■ Work required ■
If a line of the data below contains the string "CMakeLists", copy it into your answer.

*** Recorded data ***

PR #2859, opened 2023-04-30
Fix memory leaks in H5Dwrite w/ selection I/O

derobins:


derobins:
I'll look deeper, but this may also need a RELEASE.txt note since it looks like this has been around since 1.13 days when selection I/O was first implemented.

byrnHDF (approved):

fortnern (approved):
Looks fine, though the formatting/ordering should ideally be the same between read and write. A release note probably isn't necessary because selection I/O was only an experimental feature in previous versions.

derobins:
> Looks fine, though the formatting/ordering should ideally be the same between read and write. A release note probably isn't necessary because selection I/O was only an experimental feature in previous versions.

Good call. I didn't even look at the read case, but I'll make those look the same before pushing.

Issue #2791, opened 2023-04-21
CMake can't generate Xcode project.


hyoklee:
**Describe the bug**

1. git clone repo
2. mkdir build && cd build && cmake -G Xcode ..

```
-- Found Perl: /usr/bin/perl (found version "5.30.3") 
CMake Error at CMakeLists.txt:614 (if):
  if given arguments:

    "MATCHES" "Debug" "OR" "MATCHES" "Developer"

  Unknown arguments specified


-- Configuring incomplete, errors occurred!
See also "/Users/hyoklee/src/hdf5.HDFGroup/build/CMakeFiles/CMakeOutput.log".
See also "/Users/hyoklee/src/hdf5.HDFGroup/build/CMakeFiles/CMakeError.log".
```

**Expected behavior**

Create Xcode project.

**Platform (please complete the following information)**
 - HDF5 version: develop def21b1e33f2499ed4d51af0708d12242d63fa63
 - OS and version: Darwin nene.ad.hdfgroup.org 21.6.0 Darwin Kernel Version 21.6.0: Thu Mar  9 20:08:59 PST 2023; root:xnu-8020.240.18.700.8~1/RELEASE_X86_64 x86_64
 - Compiler and version: AppleClang 14.0.0.14000029
 - Build system (e.g. CMake, Autotools) and version: cmake version 3.25.2

hyoklee:
If I run `cmake -G Xcode -D HDF_CFG_NAME:STRING="Debug" ..`, 
I get 547 lines of these repeating messages:

```
CMake Error in src/CMakeLists.txt:
  The custom command generating

    /Users/hyoklee/src/hdf5/build/src/gen_SRCS.stamp1

  is attached to multiple targets:

    gen_hdf5-static
    gen_hdf5-shared

  but none of these is a common dependency of the other(s).  This is not
  allowed by the Xcode "new build system".


CMake Error in examples/CMakeLists.txt:
  The custom command generating

    /Users/hyoklee/src/hdf5/build/src/gen_SRCS.stamp1

  is attached to multiple targets:

    gen_hdf5-static
    gen_hdf5-shared

  but none of these is a common dependency of the other(s).  This is not
  allowed by the Xcode "new build system".

```

byrnHDF:
Use CMAKE_BUILD_TYPE

hyoklee:
Can you make `CMAKE_BUILD_TYPE` not required?

byrnHDF:
No. CMake required.

[...]

PR #2863, opened 2023-04-30
Correct usage of CMAKE_BUILD_TYPE

byrnHDF:


config/cmake/HDFMacros.cmake
```diff
@@ -16,8 +16,13 @@ macro (SET_HDF_BUILD_TYPE)
   if (_isMultiConfig)
     set_property (CACHE CMAKE_CONFIGURATION_TYPES PROPERTY STRINGS "Debug" "Release"
       "MinSizeRel" "RelWithDebInfo" "Developer" FORCE)
-    set (HDF_CFG_NAME "RelWithDebInfo")
-    set (HDF_BUILD_TYPE ${CMAKE_CFG_INTDIR})
+    if (CMAKE_BUILD_TYPE)
+      set (HDF_CFG_NAME ${CMAKE_BUILD_TYPE})
+      set (HDF_BUILD_TYPE ${CMAKE_BUILD_TYPE})
```
hyoklee, line 21: Is the difference between `HDF_CFG_NAME` and `HDF_BUILD_TYPE` documented somewhere? Can we consolidate them?

byrnHDF: You're right, they should be documented, but aren't yet. I don't believe they can be combined, but will check.

lrknox (approved):

config/cmake/HDFMacros.cmake
derobins: One of the things I was doing in the patch I was putting together included a comment block where I documented things like this. I think it's something that needs to be done, but I don't think that should hold this PR.

derobins (approved):

byrnHDF:
This should fix #2791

*** End of Recorded data ***

■ Solution to this problem ■
CMake Error at CMakeLists.txt:614 (if):
CMake Error in src/CMakeLists.txt:
CMake Error in examples/CMakeLists.txt:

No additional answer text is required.